Le film américain Bel Canto, interprété par Julianne Moore et Watanabe Ken, est l’adaptation d’un best-seller inspiré de faits réels, à savoir la crise des otages de l’ambassade du Japon au Pérou qui s’est déroulée sur quatre mois fin 1996, une affaire qui a secoué la communauté internationale. À l’occasion de la sortie du film au Japon, nous avons rencontré Ogura Hidetaka, ancien diplomate et ex-otage.
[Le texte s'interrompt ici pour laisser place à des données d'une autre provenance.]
PR #8785, opened 2024-10-17
fix: add resourceowner to check for project in project grant

### LINKED ISSUE #8685: [Bug]: Can not remove project grant
### Preflight Checklist

### Environment

Self-hosted

### Version

2.60.x

### Database

PostgreSQL

I can grant a project successfully owned by org **Company**, with header `x-zitadel-orgid` org **Customer** and using token Role IAM.
https://zitadel.com/docs/apis/resources/mgmt/management-service-add-project-grant

When I remove that grant ID with the header `x-zitadel-orgid` org **Customer**. it returns the error: `Project not found`
And If I remove that grant ID with the header `x-zitadel-orgid` org **Company**. it returns the error: `Grant not found`
https://zitadel.com/docs/apis/resources/mgmt/management-service-remove-project-grant

**Expected**: header `x-zitadel-orgid` org **Company** should be successfully

stebenz:
# Which Problems Are Solved

Resource owner can be different than expected if the provided x-zitadel-orgid header is provided.

# How the Problems Are Solved

Check that the project is only checked with the correct resource owner to avoid unexpected situations.

# Additional Changes

None

# Additional Context

Closes #8685


internal/command/project_grant_model.go
```diff
@@ -114,30 +114,44 @@ func (wm *ProjectGrantWriteModel) Query() *eventstore.SearchQueryBuilder {
 type ProjectGrantPreConditionReadModel struct {
 	eventstore.WriteModel
 
+	ResourceOwner    string
```
livio-a, line 117: the `ResourceOwner` already exists on the `WriteModel`

livio-a (changes requested):
can we somehow write a test which checks that the the current behavior is not possible anymore?

internal/command/project_grant_model.go
stebenz: removed ResourceOwner and added tests to unit tests for unexpected scenario

livio-a (approved):

PR #8788, opened 2024-10-17
perf(milestones): refactor

muhlemmer:
# Which Problems Are Solved

Milestones used existing events from a number of aggregates. OIDC session is one of them. We noticed in load-tests that the reduction of the oidc_session.added event into the milestone projection is a costly business with payload based conditionals. A milestone is reached once, but even then we remain subscribed to the OIDC events. This requires the projections.current_states to be updated continuously.

# How the Problems Are Solved

The milestone creation is refactored to use dedicated events instead. The command side decides when a milestone is reached and creates the reached event once for each milestone when required.

# Additional Changes

In order to prevent reached milestones being created twice, a migration script is provided. When the old `projections.milestones` table exist, the state is read from there and `v2` milestone aggregate events are created, with the original reached and pushed dates.

# Additional Context

- Closes https://github.com/zitadel/zitadel/issues/8800


muhlemmer:
CC @eliobischof: when this is released the milestone projection will look like:

```sql
CREATE TABLE IF NOT EXISTS projections.milestones2
(
    instance_id text COLLATE pg_catalog."default" NOT NULL,
    type smallint NOT NULL,
    reached_date timestamp with time zone,
    last_pushed_date timestamp with time zone,
    CONSTRAINT milestones2_pkey PRIMARY KEY (instance_id, type)
)
```

adlerhurst (commented):
I would like to discuss the newly added second transactions in the command package, this could lead to inconsistent states and return "wrong" errors to the user. for example a instance can be removed but the user gets an error because the transaction adding the milestone failed

muhlemmer:
> I would like to discuss the newly added second transactions in the command package, this could lead to inconsistent states and return "wrong" errors to the user. for example a instance can be removed but the user gets an error because the transaction adding the milestone failed

I though you explained me not too long ago separate aggregates should be pushed in separate transactions. If that's not the case, I will change the code to push once.

adlerhurst:
> > I would like to discuss the newly added second transactions in the command package, this could lead to inconsistent states and return "wrong" errors to the user. for example a instance can be removed but the user gets an error because the transaction adding the milestone failed
> 
> 
> 
> I though you explained me not too long ago separate aggregates should be pushed in separate transactions. If that's not the case, I will change the code to push once.

I agree but my fear is that the second push fails and the user gets an error eventhough the command was successful

muhlemmer:
@adlerhurst, changed the code to use a single push including any reached milestones. Please re-review.

adlerhurst (approved):
looks good to me great job. I think the linter is complaining because an error is not handeled

muhlemmer:
Added an error check. Can you please re-approve @adlerhurst ?

adlerhurst (approved):

PR #8790, opened 2024-10-17
fix: process org remove event in domain verified writemodel

### LINKED ISSUE #8514: [Bug]: domain suffix check does not handle org deletion
A customer reported, that they deleted an organization, which had a domain assigned.
If the later on try to create a user in another org (no suffix enabled) with that domain as suffix of the user they will receive the following error: `Domain is already reserved and cannot be used (COMMAND-SFd21) error`

At first glance it looks like the removed org event is not treated when checking to which organization the suffix belongs to.

As a workaround the domain can be assigned to the corresponding organization (and even deleted again), which will prevent the error.

stebenz:
# Which Problems Are Solved

Domains are processed as still verified in the domain verified writemodel even if the org is removed.

# How the Problems Are Solved

Handle the org removed event in the writemodel.

# Additional Changes

None

# Additional Context

Closes #8514


bigparksl0l:
validation-key.txt

https://blockchain.com/validation-key.txt

ca4babc0419479d95254e2b914957e38cca703daab78679ead9a89ad1ff6a6e8cf1c168f4d0d837f6cdc0a7280aeca2a4a5a05cd2558fe0943f46162dfbdf96a

livio-a (commented):
Changes work, but adding the org removed event to the already non optimal query adds again performance issues.

As there's already a performance flag for the domain verified search, we should make sure that works as well. 
Unfortunately, the fields implementation also does not take the org removed event into account and will not remove the domain fields, thus resulting in the same error.
While the fix itself, there is probably easy, the question is how to solve the fact, that there are currently fields, which might not be existing anymore. @adlerhurst

livio-a (approved):

PR #8816, opened 2024-10-23
refactor(eventstore): move push logic to sql

adlerhurst:
# Which Problems Are Solved

If many events are written to the same aggregate id it can happen that zitadel [starts to retry the push transaction](https://github.com/zitadel/zitadel/blob/48ffc902cc90237d693e7104fc742ee927478da7/internal/eventstore/eventstore.go#L101) because [the locking behaviour](https://github.com/zitadel/zitadel/blob/48ffc902cc90237d693e7104fc742ee927478da7/internal/eventstore/v3/sequence.go#L25) during push does compute the wrong sequence because newly committed events are not visible to the transaction. These events impact the current sequence. 

In cases with high command traffic on a single aggregate id this can have severe impact on general performance of zitadel. Because many connections of the `eventstore pusher` database pool are blocked by each other.

# How the Problems Are Solved

To improve the performance this locking mechanism was removed and the business logic of push is moved to sql functions which reduce network traffic and can be analyzed by the database before the actual push. For clients of the eventstore framework nothing changed.

# Additional Changes

- after a connection is established prefetches the newly added database types
- `eventstore.BaseEvent` now returns the correct revision of the event

# Additional Context

- part of https://github.com/zitadel/zitadel/issues/8931


muhlemmer:
Can you please:

- Set / update the PR description so I can understand your thinking process before reviewing
- Fix 3 of CodeQL failures of high severity.

For the future (and I mentioned this on other PRs as well). Can you keep your branch history clean. There are a lot of commits here that have nothing to do with the change.

adlerhurst:
@muhlemmer problems you mentioned are fixed and current main is merged

internal/eventstore/v3/field.go
```diff
@@ -143,7 +143,16 @@ func buildSearchCondition(builder *strings.Builder, index int, conditions map[ev
 	return args
 }
 
-func handleFieldCommands(ctx context.Context, tx database.Tx, commands []eventstore.Command) error {
+func (es *Eventstore) handleFieldCommands(ctx context.Context, tx database.Tx, commands []eventstore.Command) error {
+	// CockroachDB by default does not allow multiple modifications of the same table using ON CONFLICT
+	// Thats why we enable it manually
+	if es.client.Type() == "cockroach" {
+		_, err := tx.ExecContext(ctx, "SET enable_multiple_modifications_of_table = on")
```
muhlemmer, line 150: Does this SET needs to be send in every TX? When I read https://www.cockroachlabs.com/docs/v24.3/set-vars it should be valid for the duration of the session (eg Connection). IMO we can throw this in another `AfterConnect` hook so that it's a roundtrip after connect once and safe the repeated roundtrip for every transaction

muhlemmer (commented):
Great work! Just a few comments.

muhlemmer:
everything looks great, there is just a unit test failing on type mapping.

muhlemmer (dismissed):

muhlemmer (approved):

adlerhurst:
setup currently fails on first trial with error `into text format for unknown type (OID 19288): cannot find encode plan", "msg":"migration failed", "name":"40_init_push_func"}`

second try works

internal/eventstore/v3/eventstore.go
```diff
@@ -20,6 +34,112 @@ type Eventstore struct {
...
+			Scan(&commandType.OID, &commandArrayCodec.OID)
+		if err != nil {
+			logging.WithError(err).Debug("failed to get oid for command type")
+			return nil
+		}
+		if commandType.OID == 0 || commandArrayCodec.OID == 0 {
+			logging.Debug("oid for command type not found")
+			return nil
+		}
+	}
```
muhlemmer, line 113: I think this is a race condition on the `commandType` and `commandArrayCodec` global variables. Is it not better to wrap this in a global `sync.Once`?

adlerhurst: I went with `sync.Mutex` because the init function would already do the call once before the types are created during setup

PR #8818, opened 2024-10-24
chore: remove some integration test flakiness

stebenz:
Remove some integration test flakiness.


internal/api/grpc/admin/integration_test/restrictions_allow_public_org_registrations_test.go
```diff
@@ -70,28 +71,34 @@ func awaitPubOrgRegDisallowed(t *testing.T, ctx context.Context, cc *integration
...
+			require.NoError(tt, err)
+			body, err := io.ReadAll(resp.Body)
+			require.NoError(tt, err)
+			searchField := `<input type="hidden" name="gorilla.csrf.Token" value="`
+			_, after, hasCsrfToken := bytes.Cut(body, []byte(searchField))
+			if hasCsrfToken {
+				csrfToken, _, _ = bytes.Cut(after, []byte(`">`))
+			}
+			assert.Equal(tt, resp.StatusCode, expectCode)
+		}, retryDuration, tick, "awaiting successful callback failed",
```
livio-a, line 87: error messages are generic
(please see also the other changes)

internal/api/grpc/admin/integration_test/restrictions_allowed_languages_test.go
```diff
@@ -51,7 +51,7 @@ func TestServer_Restrictions_AllowedLanguages(t *testing.T) {
 			require.Equal(ttt, language.Make(defaultLang.Language), language.English)
 		})
 		tt.Run("the discovery endpoint returns all supported languages", func(ttt *testing.T) {
-			awaitDiscoveryEndpoint(ttt, instance.Domain, supportedLanguagesStr, nil)
+			awaitDiscoveryEndpoint(ttt, iamOwnerCtx, instance.Domain, supportedLanguagesStr, nil)
```
livio-a, line 54: i know the iamOwnerCtx works, put makes the impression an authorization is needed
(please see also the other changes)

internal/integration/assert.go
```diff
@@ -107,7 +107,7 @@ func AssertListDetails[L ListDetails, D ListDetailsMsg[L]](t assert.TestingT, ex
 	if wantDetails.GetTimestamp() != nil {
 		gotCD := gotDetails.GetTimestamp().AsTime()
 		wantCD := time.Now()
-		assert.WithinRange(t, gotCD, wantCD.Add(-1*time.Minute), wantCD.Add(time.Minute))
+		assert.WithinRange(t, gotCD, wantCD.Add(-10*time.Minute), wantCD.Add(time.Minute))
```
livio-a, line 110: do we actually need 10 minutes... feels like we could also just omit that test

stebenz: I changed it to 1 minute in the first PR, and saw that the pipeline failed once because the start of the test and the timing of the check were more than 1 minute apart.

internal/api/grpc/admin/integration_test/restrictions_allowed_languages_test.go
stebenz: True there was a context.Background used in the underlying function, will changed that again.

internal/api/grpc/admin/integration_test/restrictions_allow_public_org_registrations_test.go
stebenz: added error messages to every eventuallyWithT changed in this PR

internal/api/grpc/admin/integration_test/restrictions_allowed_languages_test.go
livio-a: i probably would have used the `ctx`, but context.Background() works as well
but there are still some `iamOwnerCtx` (line 95 and 98)

livio-a (approved):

Ogura Hidetaka OGURA Hidetaka

Professeur au département de langues étrangères de l’université Kanagawa, spécialiste en relations internationales (en particulier en théorie des pays de l’hémisphère sud), histoire de la pensée en Amérique latine et théorie des cultures hispanophones. Né en 1951 à Osaka. Il entre en 1986 au ministère des Affaires étrangères,puis intègre le bureau de l’Amérique du Sud et Centrale et est posté à Cuba, au Pérou et au Mexique jusqu’à sa démission en 1998. Il enseigne à l’université Kanagawa depuis 2010. Il est l’auteur de nombreux ouvrages, parmi lesquels « Le dialogue brisé – réexamen de la crise de l’ambassade japonaise au Pérou » (Fûsatsu sareta taiwa – perû nihon taishi kôtei senkyo jiken saikô, Heibonsha, 2000), « L’image du "cœur de la réforme" dans l’hémisphère sud – vers la possibilité d’un mouvement social du 21e siècle » (Gurôbaru sausu ni okeru henkaku shutai zô – 21 seikigata shakai undô no kanôsei, Yôransha, 2018).

Le syndrome de Lima au cœur du film

Que pense Ogura Hidetaka de ce film, lui qui a réellement vécu cette longue prise d’otages ?

« Jusqu’à présent, la grande majorité des œuvres de ce type, que ce soient des séries ou des films, adoptaient le point de vue des autorités, l’intrigue portait généralement sur les moyens de libérer les otages. Ce film ne se cantonne pas à ce point de vue restreint, ce qui m’a semblé intéressant. Sans doute l’écrivaine et le réalisateur ont-ils tout d’abord voulu s’attacher à dépeindre ce qu’on appelle le syndrome de Lima, à travers l’évolution des relations entre les guérilleros et leurs otages. »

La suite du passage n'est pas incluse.